I can thus wrap my list comprehension into a function, and pass the function to “usecols”, as follows:

def columns_wanted_filter(column_name):
    return column_name.startswith(('job_role',
                                   'edu_level',
                                   'primary_proglang'))

df = pd.read_csv(filename,
                usecols=columns_wanted_filter,
                low_memory=False)

Doing this assigns a data frame to “df” that contains only the columns that are of interest to us. If and when we want to add other columns, or modify the way in which we select columns, I can just change my function.

And yes, I could use a “lambda” here, and in some cases that might be easiest and shortest. But I’ve shied away from lambda over the last few years, in part because (in my experience) they’re harder for beginner Python developers to understand. And yes, lambda tends to be common in Pandas, and you can’t ignore it completely when using Pandas — but if I can reduce its use, I will.

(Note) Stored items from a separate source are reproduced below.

PR #827, opened 2026-09-12
GeecsBluesky 0.82.0: run_action as a queue plan — the action library over the device namespace (#807)

skbarber:
Phase-2 warm-up for the native-Bluesky rebuild (#807): the plan-layer ledger's "action plans not registered as a queue plan (run_action gap)" closed.

## What

- **`run_action(name)`** is registered beside the scan verbs (`plan_names.GEECS_PLAN_NAMES`; `NON_SCAN_PLAN_NAMES = ("mv", "run_action")` names the two queue items that are not scans). It resolves *name* in the experiment's action library (`ConfigsRepoResolver.resolve_action_plan` / `action_plan_registry`) and runs the compiled steps — the existing `plans/action_compiler.compile_action_plan`, unchanged — over the device namespace. No run is opened: nothing is claimed, nothing is written; a `check` mismatch aborts the item with `ActionCheckFailedError`.
- **The namespace is the compiler's `SettableFactory`**: `GeecsNamespace.get_settable` / `get_readable` hand out the child the namespace already built for `(device, variable)` — the Movable for a settable, the served signal otherwise. A `set` step on a read-only variable, or an unknown device/variable, raises `GeecsConfigurationError` (typed, listed by the manager as the item's error). `connect_on_demand` connects the touched children as it does for scans.
- **`registry.bind_plans(profiles, resolver=, settables=)`** replaces `bind_strict_plans` and returns every registered name, so the startup profile and the tests have one call. The hermetic worker (`QS_DEVICE_NAMESPACE=off`) registers a `run_action` that refuses, keeping the manager's plan list identical in every mode (the readiness oneshot asserts it).
- `qs_client`: `submit_plan("run_action", ["Amp4_DUMP_HP"])` works unchanged (the name check reads `GEECS_PLAN_NAMES`); a preset cannot name it (`PRESET_PLAN_NAMES`, same rule as `mv`, message names the verb).
- **Deleted**: `devices/ca/action_signals.py` (`CaActionSignalFactory`) and its test — the session-era CA factory that nothing used since #816; the namespace's children are the signals an action plan touches.

LOC by concern: registry + plan_names ≈ +100/−15; namespace ≈ +30; startup profile ≈ +10/−8; qs_client presets ≈ +15/−6; tests +170 (`tests/test_run_action.py` new, registry/presets/probe edits) / −100 (the deleted test); the deleted factory −190; docs (CLAUDE.md, CHANGELOG) ≈ +30.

We end up with a data frame with 58,538 rows and 62 columns. That’s still a lot of columns (and not a small number of rows), but it’s certainly better than what we had before.

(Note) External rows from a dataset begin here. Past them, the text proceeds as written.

PR #826, opened 2026-09-12
Planning: #806 acceptance record current (Tiled read, fleet roll, launcher lesson); phase 1 marked complete (#807)

skbarber:
Docs-only warm-up for the native-Bluesky rebuild (#807), first item of the phase-2 docket in `03_clean_room_rebuild.md` §8.

## What

- `07_806_acceptance.md`: the Tiled row now records the verified read (after the server's `readable_storage` + `HDF5_USE_FILE_LOCKING=FALSE` fix); the "Owed" section becomes "Settled after the merge" — the Tiled server fix, the production worker restart on the nine-host plugin list, the #824 fleet roll (nine gateways at 0.7.1) — and carries the launcher lesson from #824's review (never copy `launch.bat` over a running service and `:restart`; `cmd` resumes a batch file by byte offset). A short "Watch period" section says what happens before `Compression=zlib`.
- `06_pva_file_plugin.md` §8: the rollout status line says what is done and what remains (watch period; the later narrowing of `LvNativeFileDataLogic`).
- `03_clean_room_rebuild.md`: the header status and the §2 state table (the worker on the feature branch, #822/#823/#824 merged, #809 closed) and §8's phase-1 paragraph (complete; the small debts carried into phase 2's warm-ups) — per the document's own staleness rule.

No package code changes, so no version bump (Planning/ is not a package). Facility literals: camera-server IPs only (accepted practice); no account names or home paths.

## Hardware verification

None needed — the record describes runs already made (Scan007 of 26_0911, the fleet roll of 2026-09-11).

PR #828, opened 2026-09-12
Planning: 08_gated_batch.md — the phase-2 design (gated batch, non-essential stream, per-frame scalars), argued before code (#807)

skbarber:
The phase-2 design for the native-Bluesky rebuild (#807), written before any code, per the plan of record's rule and the docket in `03_clean_room_rebuild.md` §8.

## What

- **`Planning/native_bluesky/08_gated_batch.md`** (new): the argument, in six parts — what phase 2 delivers; every API claim verified against the installed ophyd-async 0.19.3 / bluesky 1.15.0 source and this repo's plugin, with line numbers (§2); two corrections to `03` (the trigger box is not a flyer, it has no counter; the non-essential stream is a per-plan argument, not RunEngine-level `SupplementalData.flyers`) and one gap it left (where a fly run's scalars come from); the design — `acquisition="gated"` and `non_essential=[…]` on the bound scan verbs, `gated_take_reading` (prepare per step → kickoff → SCAN → complete → OFF → `Rewind` to the quota → collect), the per-plan fly wrapper with the stage/prepare the stock one lacks, per-frame scalars as NDAttributes in the plugin's stack (the stock data logic already describes them), the s-file from stream data, `essential` on `PresetDevice`; a three-PR sequencing with hardware acceptance per PR (`HTU-LaserOFF`'s SCAN = internal source, so gated can be exercised with the laser off); six open questions for the maintainer with recommendations.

How many people took the survey?

This seems, at first glance, like an easy question to answer: We just need to check how many rows are in our data frame.

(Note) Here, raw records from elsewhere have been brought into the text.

PR #830, opened 2026-09-12
GeecsPvaGateway 0.8.0: file-plugin attribute names carry the device — two plugin-backed cameras in one run no longer collide (#829)

### LINKED ISSUE #829: File plugin: NDAttribute data keys are bare, so two plugin-backed cameras in one run collide (`acq_timestamp`, `recv_timestamp`) and the run fails
Found by the adversarial review of #828 and reproduced on mocks (GeecsBluesky at the feature head): two `GeecsDetector`s whose `hdf` plugin serves the real `NDAttributesFile` XML, one strict `count([a, b], 2)` →

```
ValueError: Data keys (field names) from <GeecsDetector …> collide with those from <GeecsDetector …>. The colliding keys are {'acq_timestamp', 'recv_timestamp'}
```

stop document `exit_status='fail'`, after the scan number was claimed (an empty numbered folder is left behind).

**Cause.** The stock `ADHDFDataLogic` names each NDAttribute data key from the XML `name` with no detector prefix (`ophyd_async/epics/adcore/_data_logic.py:217`; `datakey_suffix` only touches the frame dataset), and the plugin's XML (`GeecsPvaGateway/geecs_pva_gateway/file_plugin.py`, `NDATTRIBUTES_XML`) declares `acq_timestamp` and `recv_timestamp` for every camera. The bundler refuses colliding keys across objects.

**Why it matters now.** Since the 2026-09-11 15:00 restart every camera on the nine rolled boxes is plugin-backed, so every preset with two or more cameras hits this on the deployed worker. The #806 acceptance (Scan007) used one camera; `tests/test_strict_plans.py::test_two_cameras_share_one_fire` uses no plugin, so no test caught it.

**Fix (Planning/native_bluesky/08_gated_batch.md §4.4, §5 item 0).** Attribute names carry the device: `<ophyd name>-acq_timestamp`, `<ophyd name>-recv_timestamp` (`geecs_core.pv_naming.normalize_component(device)`, the same rule the worker's `safe_name` uses for its event columns), which is also the strict row's column convention. The on-disk dataset names change with them; `geecs_data_utils.io.scan_stack.TIMESTAMPS_DATASET` becomes a lookup accepting either spelling so the files written between #823 and the fix stay readable. Deploy: merge, pull the share clone, `:restart` on each box (no launcher change). Until then: one plugin-backed camera per preset, or `save_images: false` on all but one.

skbarber:
Fixes #829, found by the adversarial review of #828 and reproduced on mocks: with the plugin's real `NDAttributesFile` XML on two `GeecsDetector`s, a strict `count([a, b], 2)` fails at the descriptor — `ValueError: Data keys (field names) … collide … {'acq_timestamp', 'recv_timestamp'}` — after the scan number is claimed. Since the 2026-09-11 15:00 restart every camera on the nine rolled boxes is plugin-backed, so this is every multi-camera preset on the deployed worker.

## What

- **GeecsPvaGateway 0.8.0** — `file_plugin.attribute_names(device, variable)` / `attributes_xml(device, variable)`: the per-frame attribute datasets and the served XML name `<device>-hdf-<variable>-frame_acq_timestamp` / `-frame_recv_timestamp` (both parts through `geecs_core.pv_naming.normalize_component`). The stock `ADHDFDataLogic` turns attribute names into stream data keys verbatim, so the names must be **unique across the cameras of one run** (the bare names collided) **and disjoint from every event column** — the first cut of this PR used `<device>-acq_timestamp`, which is the camera's own CA stamp column; the review showed the stream key overwriting that column's description and Tiled's normalizer then dropping the column and refusing the stop document (a regression for single-camera runs too). `-hdf-` names the plugin child and the `frame_` suffixes never spell an event column. `NDAttributesFile` is set per instance; the module-level `ATTRIBUTES` / `NDATTRIBUTES_XML` constants are gone. On-disk layout change of a one-day-old format, called out in the CHANGELOG and `06_pva_file_plugin.md`.
- **GEECS-Data-Utils 0.29.0** — `io.scan_stack.timestamps_dataset(f)` resolves either spelling (the current `…-frame_acq_timestamp`, or the bare `acq_timestamp` of stacks written by 0.7.x); `is_stack_file`, `read_stack_timestamps`, `read_shot_for_acq_timestamp` go through it. `TIMESTAMPS_DATASET` stays as the bare-name spelling (the tests of five packages write it; those files remain valid input); `TIMESTAMP_SUFFIX` is the current suffix — deliberately not `-acq_timestamp`, which `tiled_schema.is_acq_timestamp_column` reserves for a device's event column. `CLAUDE.md` layout line updated.
- **GEECS-DataPortal 0.21.4** — the stack cache resolves the dataset the same way.
- **GeecsBluesky** — tests only, no version bump: `_plugin_camera` now serves the real XML shape by default (every plugin-backed strict-plan test ran with no attributes before, which is why #829 went unseen); `test_two_plugin_cameras_in_one_run_keep_distinct_attribute_keys` runs two plugin-backed cameras through a strict count, asserts the CA stamp column is internal (no `external`, CA source) beside the external attribute keys, and drives every document through bluesky's `RunNormalizer` (the front of `TiledWriter`) asserting the stop is emitted and the column survives; `test_bare_attribute_names_collide_on_the_second_camera` pins what #829 looked like. `StackCheckCallback` needs no change (it reads through `read_stack_timestamps`).

LOC by concern: plugin ≈ +50/−20; scan_stack ≈ +35/−4; portal cache 3 lines; tests ≈ +140/−5 across three packages; docs/changelogs ≈ +60.

Facility literals: none. Version-bump note: #826 bumps GeecsPvaGateway to 0.7.2 (docs); whichever of #826 / this merges second needs a one-line CHANGELOG/pyproject rebase.

## Tests

`./scripts/check.sh` (lint + every changed package's suite): GeecsPvaGateway **47 passed**; GEECS-Data-Utils **328 passed, 3 skipped**; GEECS-DataPortal **209 passed, 32 skipped**; GeecsBluesky **368 passed, 3 skipped, 1 deselected**; the unchanged suites green.

## Hardware verification

**OWED** (deploy step, after merge): pull the share clone (`Active Version/GEECS-Plugins`), `:restart` PV on each of the nine boxes (no launcher change — the reinstall picks up 0.8.0), then one strict `count` through the manager on a preset with **two** plugin-backed cameras: expected a `success` stop document, two stacks each with `<device>-hdf-image-frame_acq_timestamp` under `NDAttributes`, the stack check's "match the rows' stamps" line for both, and the run's `<device>-acq_timestamp` columns readable through Tiled. Until then: one plugin-backed camera per preset, or `save_images: false` on all but one.


skbarber:

Baseline: the three named suites pass on the branch head (`test_file_plugin.py` 7 passed, `test_scan_stack.py` 10 passed, `test_strict_plans.py` + `test_callbacks.py` 23 passed). Findings below are what survived reproduction.

### 1. P1 — The new attribute key `<name>-acq_timestamp` collides with the detector's own CA stamp column; Tiled loses the column and never receives the run's stop (a regression for single-camera scans too)

`GeecsDetector` already emits a scalar column named `<name>-acq_timestamp` (`GeecsBluesky/geecs_bluesky/devices/detector.py:559` — `self.acq_timestamp` child; pinned by `tests/test_geecs_detector.py:82`). The plugin now serves an NDAttribute with the identical name, which the stock `ADHDFDataLogic` turns into an `external: "STREAM:"` data key. `StandardDetector.describe` merges readable providers first and streamable providers second through `merge_gathered_dicts`, which is a plain `dict.update` (ophyd-async 0.19.3, `_utils.py`) — so the HDF description silently **overwrites** the CA scalar's. The RunEngine's `read()`/`save()` path does not check for event data on external keys (only `collect()` does, `bundlers.py:976`), so the run reports `success`.

Reproduced on mocks with the PR's own two-camera scenario (descriptor dumped from the run):

```
data_keys["uc_a-acq_timestamp"] = {"source": "file://.../UC_A/UC_A.h5", "shape": [1],
                                   "dtype": "number", "external": "STREAM:", ...}
event["data"] = {"uc_a-meancounts": 0.0, "uc_a-acq_timestamp": 1001.0, ...}   # CA value, LabVIEW epoch on hardware
```

Fed through bluesky's `TiledWriter` document normalizer (`bluesky/callbacks/tiled_writer.py` — pure, no server needed; same class the worker subscribes via `tiled_integration.subscribe_tiled`):

| attribute XML shape | Tiled-side primary columns | stop document reaches Tiled |
|---|---|---|
| old bare names, 1 camera (feature head) | `bin_number, uc_a-acq_timestamp, uc_a-meancounts` | yes |
| **new `<name>-…`, 1 camera** | `bin_number, uc_a-meancounts` | **no — `RuntimeError: Cannot emit StreamDatum for uc_a-acq_timestamp because the corresponding Datum document is missing.`** |
| new `<name>-…`, 2 cameras | `bin_number, uc_a-meancounts, uc_b-meancounts` | no — same error |

Mechanism: the normalizer files `uc_a-acq_timestamp` under `_ext_keys`, strips it from the internal event, then treats the event's `1001.0` as a datum id to resolve; at `stop` it raises. `SafeDocumentCallback` then disables Tiled forwarding for the run, so the catalog holds an un-stopped run with no `<dev>-acq_timestamp` column. Every downstream reader of that column is broken: `assets/tiled_readback.py:249` (`_required_float(event_dict, "<dev>-acq_timestamp")`), `geecs_data_utils.tiled_schema.device_acq_timestamp_column` (the portal's shot join, `geecs_portal/app.py:228`), the Tiled → s-file exporter's `"<Device> acq_timestamp"` header (`_column_headers`, detector.py). The in-process `StackCheckCallback` and s-file writer read raw RunEngine events, where the value is still present — so the PR's proposed hardware check ("stack check's match line") would pass while Tiled is broken, and the #823 Tiled-read acceptance that passed on the feature head with one camera would now fail.

The PR text and `06_pva_file_plugin.md` present "spell the strict row's stamp column" as a feature; it is the defect. The keys need to be unique across cameras **and** disjoint from every detector column — e.g. `<name>-hdf-acq_timestamp` / `<name>-<HDF_PLUGIN_SUFFIX>-acq_timestamp` (the same `child-child` shape the `hdf` child already has). `scan_stack.timestamps_dataset`'s `endswith("-acq_timestamp")` keeps working unchanged.

### 2. P2 — The new worker test cannot fail on the wrong code, and the strict-plan plugin fixtures run with no attributes at all

`test_two_plugin_cameras_in_one_run_keep_distinct_attribute_keys` hand-writes the XML and touches no GeecsPvaGateway code (GeecsBluesky does not depend on it), and the GeecsBluesky diff is tests-only — so it passes identically on the feature head; the "fails on the feature head" claim only holds for the *old* XML, which the test never exercises. It also asserts only key membership and the stream-resource list, which is exactly why it is green with finding 1 present. Two concrete strengthenings: (a) assert `descriptor["data_keys"]["uc_a-acq_timestamp"]` has no `external` and its `source` is the CA PV (`mock+ca://testexp:uc_a:acq_timestamp`), and (b) push the collected documents through `TiledWriter`'s normalizer (the table above) — it is the consumer that actually broke. Separately, `_plugin_camera` (`tests/test_strict_plans.py:322`) never sets `nd_attributes_file`, so every existing plugin-backed strict-plan test (including the missed-frame rewind test) runs with zero attribute datasets; making the helper serve the real XML shape by default is what would have caught both #829 and finding 1.

### 3. P3 — Duplicated suffix rule in the same package

`scan_stack.timestamps_dataset` re-implements the `-acq_timestamp` suffix predicate that `geecs_data_utils/tiled_schema.py` already owns (`_ACQ_TIMESTAMP_SUFFIX = "-acq_timestamp"`, `is_acq_timestamp_column`, lines 57 and 116–129). Checked: `tiled_schema.py`, `native_files.py`, `tiled_export.py` — none resolve HDF dataset paths, so a new resolver is warranted, but the suffix constant/predicate should be shared rather than spelled twice (`TIMESTAMP_SUFFIX` vs `_ACQ_TIMESTAMP_SUFFIX`).

### 4. P3 — Contract docs not travelling with the layout change

`GEECS-Data-Utils/CLAUDE.md:27` still documents the stack layout as `/entry/instrument/NDAttributes/acq_timestamp`. No other contract page names the datasets (checked `GeecsPvaGateway/{CLAUDE,README,DEPLOYMENT}.md`, `GeecsBluesky/EVENT_SCHEMA.md`, `docs/`); `geecs-pva-gateway diff` (`diff.py:99`) reads through `read_stack_timestamps` and is fine. `06_pva_file_plugin.md`'s new paragraph will need rewriting once finding 1 changes the names.

Placement: `attribute_names`/`attributes_xml` belong in the plugin — GEECS-Data-Utils cannot host the rule without a new dependency on `geecs_core.pv_naming`, and the reader's suffix-scan is the right read-side shape. No placement findings.

skbarber:
## Dispositions (commit 725163b4)

1. **Fixed** — the names are now `<device>-hdf-<variable>-frame_acq_timestamp` / `-frame_recv_timestamp`: unique across cameras and never an event column's name (`-hdf-` is the plugin child, the `frame_` suffixes never spell a CA column). The first cut's "spell the strict row's stamp column" was the defect, as you said; the CHANGELOG, `06` and the PR body now say so. `06`'s paragraph and the phase-2 design (#828 §4.4) are amended to the disjointness rule.
2. **Fixed** — `_plugin_camera` serves the real XML shape by default (`_attributes_xml`), so every plugin-backed strict-plan test now runs with attribute datasets; the two-camera test asserts the CA stamp column is internal (no `external`, CA source) beside the external attribute keys and drives every document through `RunNormalizer`, asserting the stop is emitted, the normalized descriptor keeps `uc_a-acq_timestamp` internal and the event carries it; `test_bare_attribute_names_collide_on_the_second_camera` pins the #829 shape with the old bare names.
3. **Resolved by 1** — the stack key no longer ends in `-acq_timestamp` (deliberately: `is_acq_timestamp_column` reserves that suffix for a device's event column, and a stack key matching it would be mistaken for one); `TIMESTAMP_SUFFIX` is a different suffix, so there is no second copy of that predicate. The CHANGELOG says why.
4. **Fixed** — `GEECS-Data-Utils/CLAUDE.md`'s layout line updated; `06` rewritten for the final names.

`./scripts/check.sh` after the fixes: GeecsPvaGateway 47 passed; GEECS-Data-Utils 328 passed, 3 skipped; GEECS-DataPortal 209 passed, 32 skipped; GeecsBluesky 368 passed, 3 skipped, 1 deselected; lint green.

skbarber:
Re-review of 725163b4 by the same reviewer: all four findings CONFIRMED — its RunNormalizer table now shows the CA stamp column intact and the stop document reaching Tiled for one and two cameras; suites green in four packages. The one stale test comment it noted is fixed in the follow-up commit. Ready for the maintainer; deploy and the two-camera hardware check are in the PR body.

But wait: What’s the fastest, best, and easiest way to do that?

It might be tempting to use the “count” method on our data frame — or, perhaps, on one of the columns in our data frame. However, “count” only counts the number of non-NA (and non-NaN) values that are there. Which means that if you choose a column that contains a lot of NA values, you’ll get a completely wrong answer.

Moreover, calling “count” means that you’re invoking a method, which is generally going to be kind of slow.

That said, let’s see what kind of answer we can get, and how long it takes to run using the “timeit” magic method in Jupyter:

%timeit df.count()

The result that I get is:

64.6 ms ± 6.14 ms per loop (mean ± std. dev. of 7 runs, 10 loops each)

In other words, “timeit” ran this code 10 times, and found that on average, it took 64.6 ms to run. That' might sound pretty fast, but maybe there’s a faster way.

What if I run it on a single column? Let’s try the first one:

%timeit df[df.columns[0]].count()

How long did that take?

1.28 ms ± 86.2 µs per loop (mean ± std. dev. of 7 runs, 1,000 loops each)

That’s a lot faster… but maybe we can get it faster still?

One alternative would be to get the shape of our data frame. The “shape” attribute returns a two-element tuple, in which the first (at index 0) contains the number of rows, and the second (at index 1) contains the number of columns. I could thus say:

df.shape[0]

This will give me the right answer, but will it be any faster than running “count”? Let’s find out:

%timeit df.shape[0]

Running that results in:

433 ns ± 22.8 ns per loop (mean ± std. dev. of 7 runs, 1,000,000 loops each)

Wow. Just to remind you, there are 1,000,000 (yes, 1 million) ns in 1 ms. So… yeah, using “shape” is a lot faster than calculating “count” on a single column.

But maybe we can get it to run faster yet?

For example, what if I just run “len” — yes, the standard Python “len” function — on our data frame? How long will that take?

%timeit len(df)

The output:

267 ns ± 8.07 ns per loop (mean ± std. dev. of 7 runs, 1,000,000 loops each)

In other words, using “len” on the data frame takes about half as long as retrieving the result from “shape”.

I was long under the impression that this was the best we could do. But then someone told me about an even faster technique, and I decided to try it: We could run “len” on df.index. That is, we retrieve the index from our data frame, and then calculate the length of that index object:

%timeit len(df.index)

And how long does that take?

173 ns ± 2.62 ns per loop (mean ± std. dev. of 7 runs, 10,000,000 loops each)

In other words: There are a number of ways to find out how many rows are in our data frame. They’ll all give us the same results. But if you want to count the rows, you’re best off invoking “len” on the data frame’s index.